Which lines of the records below contain the word "when"? Show each one.

[RECORDS PROVIDED — start]

Issue #415, opened 2013-06-20
Files are kept open too long


kintel:
From #181:
Nophead: One thing I noticed the other day was that when my editor tried to remove
the file it must have been locked momentarily by openscad. I don't remember
this happening before.

-> to squash the symptom, we should minimize the time we keep files open.

PR #6772, opened 2026-04-07
fix(gui): fix single-instance IPC on Windows

nomike:
## Summary

- Fix single-instance lock file and session file paths on Windows. `QSettings::fileName()` returns a registry path (e.g. `\HKEY_CURRENT_USER\Software\...`) on Windows rather than a filesystem path, so deriving a directory from it produced a bogus path like `C:/HKEY_CURRENT_USER/Software/PythonSCAD/`. `QLockFile::tryLock()` then failed with `UnknownError` because the directory didn't exist, causing the "already running" dialog to appear on every launch.
- Use `QStandardPaths::AppConfigLocation` unconditionally for the session/lock directory, which returns a real filesystem path on all platforms.
- Ensure the config directory is created before attempting to acquire the lock file.

Fixes the issue introduced by #415 where Windows users see the "PythonSCAD is already running but is not responding" dialog on every launch even when no instance is running.

## Test plan

- [x] Fresh launch on Windows — no spurious "already running" dialog
- [x] Second instance on Windows — IPC succeeds, second instance exits cleanly
- [x] Force-kill on Windows — stale lock is properly recovered on next launch
- [ ] Verify session save/restore still works on Linux
- [ ] Verify session save/restore still works on macOS


nomike:
Created on wrong repo by mistake, sorry.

[RECORDS PROVIDED — finish]

_EXERCISE RESPONSE:_
Nophead: One thing I noticed the other day was that when my editor tried to remove
Fixes the issue introduced by #415 where Windows users see the "PythonSCAD is already running but is not responding" dialog on every launch even when no instance is running.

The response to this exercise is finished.